Thanks for great advice. From the mock , pratice races at mikes and mostly the river track, I really need to work on peripheral vision. Normally I'll notice other cars on the track then see someone do something cool. At the same time my car meets the wall. $).

I do get nervous with other cars around me but that is slowing going away. Kind like going to the rest room and seeing Chau Ming standing at the other urninal, I might have a harder time performing. So far for me, it seems best to just hang loose, mistakes happen. Worring about them just makes me more nervous n more likely to make a mistake.

Great thread also learning alot with other post too.


----------



## cjtamu (Sep 22, 2004)

I see Biff mentioned Ron. Ron is busy, but asked me to post his pre-race thoughts.

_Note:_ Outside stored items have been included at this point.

PR #2804, opened 2026-03-27
fix: classify long-context entitlement error as quota_exhausted, add [1m] model downgrade

### LINKED ISSUE #2803: fix: 429 long-context entitlement error causes infinite retry loop
## Bug

When using the default `claude-opus-4-6[1m]` model without Anthropic's long-context billing entitlement, every request fails with:

```
429 {"type":"error","error":{"type":"rate_limit_error","message":"Extra usage is required for long context requests."}}
Error: All credentials for "anthropic" are temporarily backed off due to rate limiting. The request will be retried automatically when backoff expires.
```

This loops indefinitely — credential rotation, exponential backoff, and re-retry all fail with the same error.

## Root Cause

**`_classifyErrorType` in `retry-handler.ts` misclassifies the error.**

The message `"Extra usage is required for long context requests"` is an Anthropic billing entitlement gate — not a transient rate limit. But `_classifyErrorType` matches the outer `429` status code against the `/rate.?limit|too many requests|429/` regex and returns `"rate_limit"`, which triggers indefinite backoff retry. Since the account lacks the `[1m]` entitlement, retrying with the same model/credentials will always fail.

## Fix

1. Classify `"Extra usage is required"` / `"long context required"` errors as `"quota_exhausted"` in `_classifyErrorType` — so the handler enters the fallback path instead of the backoff loop.
2. Add a `_tryLongContextDowngrade` helper that strips `[1m]` from the model ID and looks up the base model (`claude-opus-4-6`) in the registry.
3. When `quota_exhausted` has no cross-provider fallback, attempt the model downgrade before stopping cleanly.

**New error flow:**
1. Try alternate credentials → all backed off
2. Try cross-provider fallback chain → none configured
3. Try `[1m]` → base model downgrade → retries silently with base model
4. If base model also unavailable → clean stop with `fallback_chain_exhausted`, no loop

jeremymcs:
## Summary

- `_classifyErrorType` now matches `"Extra usage is required for long context requests"` (Anthropic's billing gate for the `[1m]` model) as `"quota_exhausted"` before the generic `429` catch-all, stopping the infinite backoff loop
- New `_tryLongContextDowngrade` helper strips `[1m]` from the model ID and looks up the base model in the registry
- When `quota_exhausted` has no cross-provider fallback, the handler now attempts `[1m]` → base model downgrade before stopping cleanly

## Root cause

The `claude-opus-4-6[1m]` default model requires an Anthropic long-context billing entitlement. Without it, every request returns `429 rate_limit_error: "Extra usage is required for long context requests"`. The old `_classifyErrorType` matched the outer `429` → returned `"rate_limit"` → triggered indefinite credential rotation + backoff. Since the entitlement is absent, this loop never recovers.

## New error flow

1. Try alternate credentials → all backed off
2. Try cross-provider fallback chain → none configured  
3. Try `[1m]` → base model downgrade → retries silently with `claude-opus-4-6`
4. If base model also unavailable → clean stop (`fallback_chain_exhausted`), no loop

## Test plan

- [ ] Build passes: `npm run build`
- [ ] 187/187 package tests pass: `npm run test:packages`
- [ ] Reproduce: configure Anthropic key without long-context entitlement → should downgrade to base model instead of looping
- [ ] With fallback chain configured: should prefer chain fallback over downgrade

Closes #2803

### DIFF
--- a/.planning/REQUIREMENTS.md
+++ b/.planning/REQUIREMENTS.md
@@ -11,7 +11,7 @@ Requirements for GSD Watch milestone. Each maps to roadmap phases.
 
 - [ ] **TMUX-01**: `/gsd watch` detects non-tmux sessions and displays a clear error message
 - [ ] **TMUX-02**: `/gsd watch` opens a 35%-width right-side tmux split pane
-- [ ] **TMUX-03**: Watch pane exits cleanly on qq, Esc Esc, or Ctrl+C with proper SIGHUP/SIGINT/SIGTERM handling
+- [x] **TMUX-03**: Watch pane exits cleanly on qq, Esc Esc, or Ctrl+C with proper SIGHUP/SIGINT/SIGTERM handling
 
 ### Display
 
@@ -62,7 +62,7 @@ Which phases cover which requirements. Updated during roadmap creation.
 |-------------|-------|--------|
 | TMUX-01 | Phase 2 | Pending |
 | TMUX-02 | Phase 2 | Pending |
-| TMUX-03 | Phase 2 | Pending |
+| TMUX-03 | Phase 2 | Complete |
 | DISP-03 | Phase 2 | Complete |
 | DISP-01 | Phase 3 | Pending |
 | DISP-02 | Phase 3 | Pending |
--- a/.planning/REQUIREMENTS.md
+++ b/.planning/REQUIREMENTS.md
@@ -18,7 +18,7 @@ Requirements for GSD Watch milestone. Each maps to roadmap phases.
 - [x] **DISP-01**: Sidebar renders a hierarchical tree of milestones, phases, and plans with status icons
 - [x] **DISP-02**: Each phase displays 7 lifecycle badges (flat icons, no color) derived from file presence (CONTEXT, RESEARCH, UI-SPEC, PLAN, SUMMARY, VERIFICATION, HUMAN-UAT)
 - [x] **DISP-03**: Sidebar auto-refreshes on `.planning/` file changes via chokidar with 300ms debounce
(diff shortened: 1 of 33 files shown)


trek-e (approved):
## Adversarial Review: Classify Long-Context Entitlement Error as quota_exhausted

### VISION.md Alignment
**Verdict: APPROVE** -- Correctly classifies long-context entitlement errors and implements automatic downgrade. Aligns with provider-agnostic error handling and graceful degradation.

### Findings

**1. Error Classification Regex**
The regex `/extra usage.*required|long context.*required/i` captures Anthropic's specific error messaging for long-context entitlement failures. This is provider-specific but lives in the appropriate provider adapter layer.

**2. Automatic Downgrade**
The `_tryLongContextDowngrade()` method strips the `[1m]` suffix to fall back to standard context limits. This is a sensible degradation strategy -- the request is retried with reduced context rather than failing outright.

**3. Event Emission**
Emitting `fallback_provider_switch` on downgrade provides observability into when downgrades occur. This aids debugging and monitoring.

**4. Small Surface Area**
48 additions, 1 deletion. Focused change with clear intent.

### Recommendation
Approve. Clean error classification with graceful degradation.

trek-e (approved):
## Re-review: Classify long-context entitlement error as quota_exhausted

New commit: `fix(test): resolve retry-handler.ts source path for CI dist runs`. Test path fix for CI -- no behavioral change. Approval stands.

Tibsfox:
Long-context entitlement error classification — the error classifier should recognize `long_context` / `entitlement` error patterns as `quota_exhausted` and trigger a downgrade to a non-1M-context model. PR #3655 (error classifier improvements) addresses the general pattern but may not cover this specific error variant.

1. I see guys changing springs and shock oil. They make different springs for these? The shocks have oil in them?!
2. Biff just rebuilt his diff. I wonder if my car has a diff. Pretty sure it does, I think I filled it with beer last night.
3. Somebody told me to run -1 camber. The tops of my tires point at my belly button. Pretty sure that's right.
4. I like these pretty gold Corally connectors. Let's see, connect red to black, and black to red... Yep, that was on the P.E. exam for EE's.
5. I wonder if the beer I put in my diff is still good to drink? I'll try it next round.
6. Did I fart? Smells like boudin. Yep, that was me.
7. Was that the tone? It's go time!


----------



## Gary (May 21, 2004)

Mantisworx said:


> the back of your car is too tight! i can see it bouncing around and it causing too much on power steering, you need to go lighter on the fluid and/or larger piston holes. its hard for you to see what it is doing since you are driving! increase front droop may help your off power steering, this is just a guess without me actually seeing the car.


I'm running 25 weight now. I guess the kit includes different pistons, Ill have to look. Sorta wondering about the rear sway bar also. I think I might have it too tight.


----------



## Gary (May 21, 2004)

cjtamu said:


> I see Biff mentioned Ron. Ron is busy, but asked me to post his pre-race thoughts.
> 
> 1. I see guys changing springs and shock oil. They make different springs for these? The shocks have oil in them?!
> 2. Biff just rebuilt his diff. I wonder if my car has a diff. Pretty sure it does, I think I filled it with beer last night.
> ...


:rotfl: That sounds like Ron!:spineyes:


----------



## TX_Punisher (Jul 16, 2011)

Hogster said:


> My pre race thoughts:
> 
> 1. If I leave the house now I may be able to make it in time for second qualifier.
> 2. I'm signed up now, ah I can wait a bit before I unpack and get ready.
> ...


lol. Those are more like pre, pre-race thoughts.


----------



## Z-Man. (Mar 20, 2011)

Alright, heres mine updated....

1:Is my car going to work?
2:Wheres Mad Dog?
3:I hope my dad doesn't break the car.
4:Who ever is pitting me, DON'T over fill the car!
5:Whats Mad Dogs excuse for not showing up this time?
6:I hope Mark isn't racing me this time!
7IN IT TO WIN IT!!!:doowapsta


----------



## Labrat99 (May 6, 2009)

Did I remember to charge that battery? 
Did I remember to check those wheel nuts?
Wow! She's a babe.
Did I remember to charge my mp3 player?
Will I get home in time to watch Matlock?
Did I take my Geritol?
Man, look at her!
Is Derick in this heat? I really want to punt that guy.
Is Derick in the booth? Maybe I can lure him down on the track somehow and then hit him in the ankle.
Did I take my Lipitor?
How the he77 do you work this stupid mp3 player!?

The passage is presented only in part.